W czerwcu prezydent Trzaskowski lansował się w filmiku promocyjnym tym, że w międzynarodowym towarzystwie jeździ rowerem Veturilo po bulwarach. Kilka miesięcy później podpisano umowę na budowę kładki pieszo-rowerowej za ponad 120 milionów złotych. A potem spadło trochę śniegu i nikt już o rowerzystach nie pamięta.
Lubię sobie czasem poczytać raporty miejskich instytucji. Jakoś tak radośniej robi się wtedy człowiekowi. Z wcale nie takiego nowego Warszawskiego Raportu Rowerowego 2020 dowiadujemy się, że miasto walczy! Mimo pandemii, szeregu przeciwności i trudności, powstało 50 kilometrów trasy rowerowej, a jej łączna długość – na dzień pisania raportu – wynosi ponad 680 kilometrów! Teraz, po prawie roku, pewnie grubo ponad 700! Nic więc dziwnego, że żadna siła nie jest w stanie tego odśnieżyć.

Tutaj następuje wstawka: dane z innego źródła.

PR #846, opened 2023-02-21
Adding subsections on the Machine and Model attributes

gusthoff:


pat-rogers (commented):
This topic is a definite weakness of mine -- you may want to get another reviewer who knows this subject well.

content/courses/advanced-ada/chapters/numerics.rst
```diff
@@ -1061,26 +1061,114 @@ Let's see some examples:
...
+
+       V := 1.0E+15;
+       Put ("1.0E+15 = ");
+       F_IO.Put (Item => V);
+       New_Line;
+
+    end Show_Float_Value;
+
+If we run this example on a typical PC, we see that the value 1000000000000000.0
+was modified to 999999986991000.0. This is because 1.0 x 10\ :sup:`15` isn't
```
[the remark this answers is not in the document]
gusthoff: Yes, you're totally right: the way I phrased make it sound like the call to `Put` modified the value.

content/courses/advanced-ada/chapters/numerics.rst
```diff
@@ -1061,26 +1061,115 @@ Let's see some examples:
...
+       F_IO.Default_Exp  := 0;
+
+       Put_Line ("Original value: 1000000000000000.0");
+
+       V := 1.0E+15;
+       Put ("Machine value:  ");
+       F_IO.Put (Item => V);
+       New_Line;
+
+       V := 1.0E+15 - Float'Machine (1.0E+15);
```
pat-rogers, line 1142: It's good that you've asked Tuck to review this section. I would have bet that V was assigned zero here!

content/courses/advanced-ada/chapters/numerics.rst
```diff
@@ -1182,20 +1271,60 @@ Let's see some examples:
                  Long_Long_Float'Model_Small'Image);
     end Show_Model_Epsilon_Small;
 
-.. todo::
+Attribute: :ada:`'Model`
+^^^^^^^^^^^^^^^^^^^^^^^^
 
-    Add discussion about :ada:`'Model`.
+The :ada:`'Model` attribute is similar to the :ada:`'Machine` attribute that
```
sttaft, line 1277: There is a paragraph in AARM (G.2.1(3.b/5)) which gives some overview of the purpose of Model numbers.  I think it would be helpful to repeat it here, perhaps slimmed down a bit.  Here it is:

> In hardware that is free of arithmetic anomalies, T'Model_Mantissa, T'Model_Emin, T'Safe_First, and T'Safe_Last will yield the same values as T'Machine_Mantissa, T'Machine_Emin, T'Base'First, and T'Base'Last, respectively, and the model numbers in the safe range of the type T will coincide with the machine numbers of the type T. In less perfect hardware, it is not possible for the model-oriented attributes to have these optimal values, since the hardware, by definition, and therefore the implementation, cannot conform to the stringencies of the resulting model; in this case, the values yielded by the model-oriented parameters have to be made more conservative (that is i.e., have to be penalized), with the result that the model numbers are more widely separated than the machine numbers, and the safe range is a subrange of the base range. The implementation will then be able to conform to the requirements of the weaker model defined by the sparser set of model numbers and the smaller safe range. 

Even before this, you might want to steal something from G.2.1(1) which says:

> In the strict mode, the predefined operations of a floating point type shall satisfy the accuracy requirements specified here and shall avoid or signal overflow in the situations described. This behavior is presented in terms of a model of floating point arithmetic that builds on the concept of the canonical form (see [A.5.3](http://www.ada-auth.org/standards/22aarm/html/AA-A-5-3.html)).

The notion of "machine numbers" is pretty easy to grasp.  But without some sort of introduction, the notion of "model numbers" will probably be pretty mysterious.

Note that one place where the model and the machine are most likely to differ is in "denormalized" numbers -- numbers very close to zero, where the machine numbers begin to provide fewer bits of precision than normal, while the model numbers hit the Model_Emin, and cannot represent denormalized numbers at all. You might want to have an example that illustrates the difference with such "teeny" numbers.

content/courses/advanced-ada/chapters/numerics.rst
```diff
@@ -1182,20 +1271,60 @@ Let's see some examples:
...
+    procedure Show_Model_Attribute is
+       package F_IO is new Ada.Text_IO.Float_IO (Float);
+
+       V : Float;
+    begin
+       F_IO.Default_Fore := 3;
+       F_IO.Default_Aft  := 1;
+       F_IO.Default_Exp  := 0;
+
+       Put_Line ("Original value: 1000000000000000.0");
```
sttaft, line 1304: It would be easier to read if you put '_' every three digits.

gusthoff: Yes, you're right. I changed it here and in other places.

content/courses/advanced-ada/chapters/numerics.rst
gusthoff: I agree with your suggestions, and I'll work on a better introduction to model numbers in a separate pull request.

Znaj różnicę między czasem przeszłym i teraźniejszym
– W tym roku ze względu na sytuację finansową, miasto stanęło przed wyborem, czy inwestować w odśnieżanie infrastruktury rowerowej czy zaoszczędzić te pieniądze i przeznaczyć na dalszy rozwój i jej budowę w 2021 roku. Wybraliśmy dalszy rozwój infrastruktury rowerowej – informowała na początku tego roku Karolina Gałecka, ówczesna rzeczniczka stołecznego ratusza. Zapytaliśmy Zarząd Dróg Miejskich o to ile udało się w ten sposób zaoszczędzić, a także jak te środki zostały ulokowane. Chcieliśmy się również dowiedzieć ile kosztuje odśnieżanie dróg rowerowych przez cały sezon, a także ile ostatecznie będzie kosztowała budowa kładki pieszo-rowerowej nad Wisłą. Odpowiedź otrzymałem tylko na to ostatnie pytanie, bo, jak wyjaśnił rzecznik ZDM Jakub Dybalski: „ZDM nie zajmuje się odśnieżaniem”.
Ciężko odmówić racji panu rzecznikowi. Zarząd Dróg Miejskich nie zajmuje się odśnieżaniem od kiedy zarzucono tę czynność w 2020 roku.
Przeczytaj również: 5 milionów z budżetu obywatelskiego dla Bielan
W Internecie nic nie ginie
Ze względu na wymijające odpowiedzi przedstawicieli ZDM uznałem, że poszukam danych w Internecie. No trudno, najwyżej będą odrobinę nieaktualne. Niemal rok temu ten sam pan rzecznik w rozmowie z TVN Warszawa twierdził: „W zeszłym roku [2019, przyp. red.] mieliśmy umowę na oczyszczanie i odśnieżanie dróg rowerowych za 381 tysięcy złotych. Nie było jednak śniegu i skończyło się na samym oczyszczaniu. W tym roku musimy oszczędzać. Dlatego zdecydowaliśmy, że na ten sezon umowy nie podpiszemy”. Panie Dybalski, to jednak znacie te liczby?
Wszystko ma swoje priorytety, niestety
Ratusz twierdzi, że jest szansa, ale nie w tym roku, bo nie mają pieniędzy, a w ogóle to są inne priorytety. - Pracujemy nad tym, żeby ścieżki były odśnieżane, mimo coraz trudniejszej sytuacji budżetowej miasta. Mimo, że nie jest priorytet, ale pieniądze na odśnieżanie DDR powinny znaleźć się w 2022 roku, jeśli uda się dopiąć wszystko od strony formalnej, to jest szansa że będziemy odśnieżać ścieżki, nie ma jednak gwarancji, że to będzie tej zimy – stwierdziła w rozmowie ze mną pani Monika Beuth-Lutyk, rzecznik prasowa Ratusza.
Prawdopodobnie jednym z tych priorytetów była budowa arcyważnej, wręcz strategicznej inwestycji – mostu pieszo-rowerowego, który połączy ul. Okrzei z Bulwarami Wiślanymi w okolicy ul. Karowej. Koszt rocznej umowy na odśnieżanie ddr-ek to, jak twierdzi rzecznik Dybalski, 381 tys. złotych, nowa kładka ma kosztować ponad 120 milinów złotych. Podjąłem ten wysiłek i wpisałem obie liczby w kalkulator – tylko w odwrotnej kolejności – i wstawiłem między nie znak dzielenia. Wyszło mi, że za ten most można by podpisać 315 umów na odśnieżanie dróg rowerowych. Oblodzone drogi dla rowerów to nie problem braku pieniędzy. To kwestia, wspomnianych przez panią rzecznik, priorytetów.